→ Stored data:
PR #1344, opened 2022-06-03
Make RetryClient cloneable

joshieDo:
## Motivation

Make `RetryClient` cloneable.

## PR Checklist

- [ ] Added Tests
- [ ] Added Documentation
- [ ] Updated the changelog


mattsse (commented):
since the `RetryPolicy` is not object-safe, adding clone support is a bit more complicated,

I'd recommend we hold off on this for because I think, there'll be additional changes, with #1267

joshieDo:
Closing since I've gone full circle:

`RetryClient` shouldn't be cloneable since `requests_enqueued` cannot be shared

PR #1353, opened 2022-06-07
test: update test with changed state on forked tests

meetmangukiya:
Fix tests


meetmangukiya:
```
---- eth_tests::watch_events stdout ----
thread 'eth_tests::watch_events' panicked at 'assertion failed: `(left == right)`
  left: `"initial value"`,
 right: `"0"`', ethers-contract/tests/contract.rs:291:13
```
I think there is some bug in anvil filters that are returning logs from blocks before the filter was created, ws stream seems to be working fine. /cc @mattsse

mattsse (approved):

→ Aim of the exercise: Starting at the line that contains "I think there", retype each remaining line of the records exactly; that line and the last line are both included.

→ Solution to this problem:
I think there is some bug in anvil filters that are returning logs from blocks before the filter was created, ws stream seems to be working fine. /cc @mattsse

mattsse (approved):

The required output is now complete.